* Dataset entries:

PR #726, opened 2026-09-13
fix(solana): cover zeroed registry slots and assert cursor progress (D4/D4a)

vilenarios:
> **Depends on #728** — merge that `main` → `alpha` back-merge first. Until it lands, this PR shows `CONFLICTING` on release metadata only; a trial merge onto #728 is clean.

Fixes the client-side defect that silently stalled **mainnet epoch 542** (61,140 ARIO) and **staging epoch 817**, and that ADR-0032/0033 in the contracts repo explicitly do **not** address — this failure is entirely client-side.

## The bug — two of them, and the second is the nastier

`getRegistryGatewayPDAs` feeds both `tally_weights` and `distribute_epoch`:

```ts
const end = Math.min(startIndex + batchSize, count);  // (1) live registry.count
if (addr === zero) continue;                          // (2) emits NOTHING for zeroed slots
```

1. **Wrong bound.** Both on-chain loops walk to the epoch's `active_gateway_count`, which is **frozen at epoch creation**, while the registry is live. A `finalize_gone` mid-epoch drops `registry.count` below it and zeroes the trailing slots, so nothing is supplied for them.

2. **Zeroed slots were skipped, not filled.** Both loops iterate `remaining_accounts` and, for a slot whose address is the default pubkey, do `idx += 1; continue` — which **consumes one remaining account**. Omitting them starves the loop, so the cursor stops at the *first* zeroed slot. This is not a tail-only problem: any zeroed slot inside the range does it.

Either way the result is a **silent no-op** — the loop body never runs, the cursor is written back unchanged, and **the transaction succeeds**. There is no error to catch. That is why mainnet 542 and staging 817 both sat stalled while looking perfectly healthy in transaction history.

## The fix

**D4** — the range is capped by a new `slotCap` argument (both call sites pass `epoch.activeGatewayCount`), and zeroed slots yield a filler account. The filler is the program address itself: already present in the message as the invoked program, so it costs no account slot, and it is never dereferenced because the on-chain skip runs before any owner/writability check. It is attached **read-only** — see the review follow-up below for why that matters.

**D4a** — after each batched tally/distribute, re-read the epoch and throw if the cursor did not advance. Since the failure mode is a *successful* transaction, a stalled cursor is the only available signal; no try/catch or error-rate monitoring can see it.

Throwing is deliberate rather than returning a flag: it stops the tick **before** `createEpoch`. Creating the next epoch lets its tally overwrite the stuck epoch's weights and destroy its rewards permanently — that is exactly how mainnet epoch 540 lost its tail. A stalled epoch must freeze progression, not be advanced past.

The before-cursor is snapshotted into a local prior to sending rather than re-read from the epoch object, so an aliased or mutated object cannot silently defeat the comparison.

## Validated against live state

Running the real implementation against real registries, read-only:

| | slots needing coverage | **fixed** | **old behaviour** |
|---|---|---|---|
| mainnet 542 (cursor 633, active 647) | 14 | 14 accounts, 14 fillers | **0 accounts** |
| staging 818 (cursor 645, active 647) | 2 | 2 accounts, 1 filler | 1 account |

Mainnet 542 returning **zero** accounts is the silent no-op in one line. Staging 818 shows the subtler half — it supplies the real gateway but not the filler, stalling one slot short.

## Tests

4 new crank cases: a distribute that advances nothing, a tally that advances nothing, the normal advancing path, and that the batch range is capped by `activeGatewayCount`. Plus 6 `getRegistryGatewayPDAs` cases against a synthetic registry, and 2 that build and **compile** the real tally/distribute messages. **553 unit tests pass.**

The crank test mocks also needed fixing, and it is worth calling out: they **never mutated the epoch fixture**, so no call could ever advance a cursor — and `getEpochRaw` handed out the live object, letting callers alias harness state. Those mocks would have passed a crank that did nothing at all. They now advance cursors the way the chain does and return copies.

## Review follow-up (e5279083): the first version of this fix could not clear a D4 epoch

Final review found the filler was attached **writable**. The filler is the GAR program address, which is also the program the transaction invokes, and `@solana/kit` refuses to compile that message:

> This transaction includes an address (…) which is both invoked and marked writable. Program addresses may not be writable

So every batch crossing a zeroed slot, the exact case this PR targets, threw at compile time. It failed loudly rather than silently (the tick still stopped before `createEpoch`), but it could not have cleared mainnet epoch 543, which reaches a 13-slot zeroed tail tonight. The unit tests missed it because they only inspected the address list, and the crank mocks replace `tallyWeights` / `distributeEpoch`, so no real message was ever compiled.

- Fillers are now attached **read-only** through one helper, `batchRemainingAccounts`, used by both paths. Gateway PDAs stay writable.
- Read-only is safe on-chain: `tally_weights` and `distribute_epoch` both skip a zeroed slot *before* their owner and `is_writable` checks. It matches what `distribute-epoch-padded.mjs` used to clear mainnet 542 and staging 817/818.
- The new regression test builds the real tally and distribute instructions with fillers and compiles the message. Both cases fail on `cd7767a8` and pass on `e5279083`.
- Also fixed doc placement: the `slotCap` doc had been separated from `getRegistryGatewayPDAs` by `assertCursorAdvanced`, leaving the public method undocumented beneath a stale comment.

**Still not proven on-chain:** the SDK's own path has not yet sent a padded batch to a real cluster. The first natural opportunity is mainnet epoch 543 (window ends 2026-09-14T00:04Z): a read-only `simulateTransaction` of an SDK-built batch against its zeroed tail, before this reaches crankers.

## Checklist

- [x] My PR is against the correct branch — `alpha`, per CONTRIBUTING.md. **Merge #728 first:** it back-merges the 4.3.0 release into `alpha`; until then this PR shows `CONFLICTING`, on release metadata only (`CHANGELOG.md` / `package.json` / `src/version.ts`). A trial merge onto #728 is clean.
- [x] My commit messages follow conventional commits style
- [x] My commit messages clearly explain the reasons for the changes
- [x] I have followed the architecture guidelines
- [x] I have run lint and format checks (0 errors; remaining warnings are pre-existing unused-suppression notices)
- [x] I have run all tests — 553 unit tests, 0 failures
- [x] I have checked for existing issues/PRs to avoid duplicates — none; independent of #727, no linked issue

## Note for reviewers

`distribute-epoch-padded.mjs` in `solana-ar-io` was the manual stopgap used to clear mainnet 542 and staging 817. This PR is what stops it recurring — without it, every mid-epoch GC arms another silent stall that only a manual pre-flight catches.

https://claude.ai/code/session_01EsETyArrWiywkt763dUsVT

## Summary by CodeRabbit

* **Bug Fixes**
  * Improved epoch processing reliability by detecting successful transactions that fail to advance tally or distribution progress.
  * Ensured batch processing respects the epoch’s active gateway count.
  * Preserved processing of empty or inactive gateway slots to prevent silent no-op failures.
  * Added coverage for cursor advancement, completion flags, and capped batch ranges.


vilenarios:
**On-chain evidence for the read-only filler fix (e5279083).**

Mainnet epoch 543 hit the exact D4 shape tonight: cursor stopped at **620/633**, live `registry.count` 620, slots 620–632 all zeroed. I built the `distribute_epoch` batch with this branch's code — `getRegistryGatewayPDAs(620, 30, activeGatewayCount)` → `distributeEpoch()` — and ran it through `simulateTransaction` against mainnet (read-only: `sendTransaction` stubbed to capture, `sigVerify: false`, nothing sent):

```
epoch 543: dist_idx=620/633 distributed=0 tallied=1 prescribed=1
batch from 620: 13 account(s), 13 filler(s)
filler metas read-only: yes
SIMULATION err=null units=28411
  Program log: Instruction: DistributeEpoch
  Program 89fNiiwgpFSPHKuqfNUkgYTYjtAJAhyqHjXmgXeppGpf consumed 28261 of 1399850 compute units
  Program 89fNiiwgpFSPHKuqfNUkgYTYjtAJAhyqHjXmgXeppGpf success
```

The same builder on `cd7767a8` cannot produce this transaction at all — it throws at compile time (*"Program addresses may not be writable"*). The deployed crankers, on the pre-#726 SDK, are sitting at 620 supplying zero accounts.

Earlier dry run on stuck epoch 540 (25 fillers) reached the handler and failed exactly where expected — `WeightsNotTallied (6048)` at a clobbered slot — confirming the message shape is accepted with duplicate read-only fillers.

HarukaMa:
Independently confirmed this failure on mainnet epoch **543**, using an observer running SDK **4.1.2**:

- Epoch snapshot: **633 slots**
- Current registry count: **620**
- Distribution cursor stuck at **620**, with slots **620–632 cleared**
- Repeated successful `DistributeEpoch` transactions supplied no remaining accounts and made no progress

We patched both tally and distribution to use the epoch snapshot limit and preserve one remaining-account entry per slot.

After deployment, our observer completed distribution in [this transaction](https://solscan.io/tx/22deCtmzXujr7DwDh9dxrfNiXPVraUddAY8HtDtnfU1UvZrcUP6FMN2j8L9rHyCP5QNhoFdnCykYBwuinqCUW4TV). Finalized state advanced **620 → 633**, and `rewardsDistributed` became **1**. The transaction performed no token transfers. Epoch **544** subsequently completed tallying and prescription with **50 observers**.

**Test scope:** this was an independent patch to SDK 4.1.2, using the fee payer as the filler account. I haven’t tested this PR’s branch or its read-only program-address filler.

**LLM disclosure:** An LLM coding assistant performed the investigation, wrote the patch and tests, and carried out verification and deployment under my direction. This comment was also drafted by the assistant.

vilenarios:
**Proven on-chain: this branch cleared a real D4 stall on staging.**

Staging epoch 820 hit the D4 shape naturally — crankers ran `finalize_gone` on 27 gateways mid-epoch, so the cursor stopped at **620/647** with slots 620–646 zeroed. The deployed crankers (pre-#726 SDK) sat there. I ran **this branch's `crankEpochStep()`** — unmodified, real signer, real sends — one step at a time:

```
epoch 820 before: dist_idx=620/647 distributed=0
step 1: action=distribute  tx 4J9o3RgSVU7kuEJB6eygrfTtPt5nsNPWG5D5wzKJTSttqXkYMTfcup21vzPBtHVy9AdWNcCe6m3W56SDpedZPGhm  -> cursor 638/647
step 2: action=distribute  tx 5mBSUAQSopoEPDjRtbCHJFZxQJbFZK6UA3eGiAndUsJN47a2Bd6ozkFh3rxnrYvNisgJ1H1s5EoydsG2csKsqj29  -> cursor 647/647 distributed=1
```

Verified from the landed transactions, not just the SDK's return value:

| | step 1 | step 2 |
|---|---|---|
| result | `err: null` | `err: null` |
| GAR-program fillers | 18 | 9 |
| GAR key writable in message | **no** | **no** |
| token balance changes / CPIs | none / 0 | none / 0 |

Both halves of the PR exercised for real: **D4** (range capped by `activeGatewayCount`, read-only fillers for zeroed slots) and **D4a** (cursor re-read and asserted after each batch — it passed because the cursor advanced; in an earlier capture-mode run where nothing was sent, it threw `did not advance: cursor still 620/647`, as designed).

For contrast, mainnet epoch 543 (same shape, 13 zeroed slots) sat stalled for ~3h20m while the deployed crankers sent `distribute_epoch` with zero remaining accounts — successful transactions that advanced nothing — until a gateway operator padded it by hand.

vilenarios:
@HarukaMa — thank you, this is a genuinely useful independent confirmation, and it lines up exactly.

I had decoded your transaction off-chain a few hours before your comment landed, while working out who cleared 543 (our crankers were still sitting at 620 supplying zero accounts). Chain-side it reads:

```
22deCtmz… payer 4KxtE7VN…  (registry slot 510)
  distribute ix: 23 accounts — 10 fixed + 13 remaining
  remaining: 13x 4KxtE7VN… (the fee payer)
  inner CPIs: 0    token balance changes: none    CU: 28394
  cursor 620 -> 633, rewards_distributed 0 -> 1
```

Worth noting for anyone comparing approaches: **the filler choice is cost-neutral.** Your fee-payer filler landed at 28,394 CU; this branch's read-only program-address filler simulated at 28,411 CU against the same state — 17 CU apart. Both work because the on-chain zeroed-slot skip runs *before* the `owner` and `is_writable` checks, and both reuse an account already in the message, so neither adds an account key against `MAX_TX_ACCOUNT_LOCKS`.

One portability detail if you ever switch fillers: with `@solana/kit` the program address must be attached **read-only**. Marking it writable fails at message-compile time with *"Program addresses may not be writable"* — it never reaches the network. The fee payer doesn't hit that because it's writable by necessity. That bit me on the first version of this branch.

## The half that may be missing from your fork — worth adding

Your description covers the padding (what this PR calls D4). This PR has a second part, D4a, and it is the safety-relevant one for a node running unattended:

After every batched tally/distribute, re-read the epoch and **throw if the cursor did not advance**. The failure mode is a *successful* transaction, so a stalled cursor is the only available signal — no try/catch and no error-rate alerting can see it.

Throwing (rather than logging and continuing) is deliberate: it stops the crank tick **before** `createEpoch`. That ordering is load-bearing. `weights_epoch` is a single shared field per gateway, re-stamped by whichever epoch is tallied most recently, so creating the next epoch and tallying it while the current one is undistributed **destroys the current epoch's weights**, and the epoch can then never be paid correctly. That is exactly how mainnet **540** was lost — it stalled, the next epoch was created and tallied, and its remaining rewards became unrecoverable. 543 survived its 3h20m stall only because every client in play happened to wait for distribution to finish before creating 544.

If your patch pads but doesn't assert progress, the next variant of a silent stall will sit unnoticed, and whichever client creates the following epoch first can kill it.

## Two heads-ups since you're on 4.1.2

- **Mainnet `ario-gar` was upgraded on 2026-09-15** (slot `447280441`) with ADR-0032 and ADR-0033. Distribution no longer aborts the whole batch on a mid-epoch joiner — it skips it, pays 0, and continues — and only the live epoch may be tallied. Two additive errors: `EpochWeightsClobbered` (6097) and `EpochNoLongerLive` (6098). Both mean an epoch needs a human, not a retry.
- **If your fork classifies Anchor error codes numerically, import them instead.** Anchor assigns `6000 + variant-index`, so a variant inserted anywhere but the end shifts every later code. Our own standalone cranker had drifted two positions and was suppressing four real errors as "already done" while reporting benign races as incidents. `@ar.io/solana-contracts` >= 1.3.0 exports the constants (`ARIO_GAR_ERROR__*`) generated from the shipped IDL.

This PR is green and waiting on review; the intent is that nobody needs to run a fork for this.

* Try it: The lines above that hold "mutated" are the result; show every one of them.

* Exercise solution:
The before-cursor is snapshotted into a local prior to sending rather than re-read from the epoch object, so an aliased or mutated object cannot silently defeat the comparison.
The crank test mocks also needed fixing, and it is worth calling out: they **never mutated the epoch fixture**, so no call could ever advance a cursor — and `getEpochRaw` handed out the live object, letting callers alias harness state. Those mocks would have passed a crank that did nothing at all. They now advance cursors the way the chain does and return copies.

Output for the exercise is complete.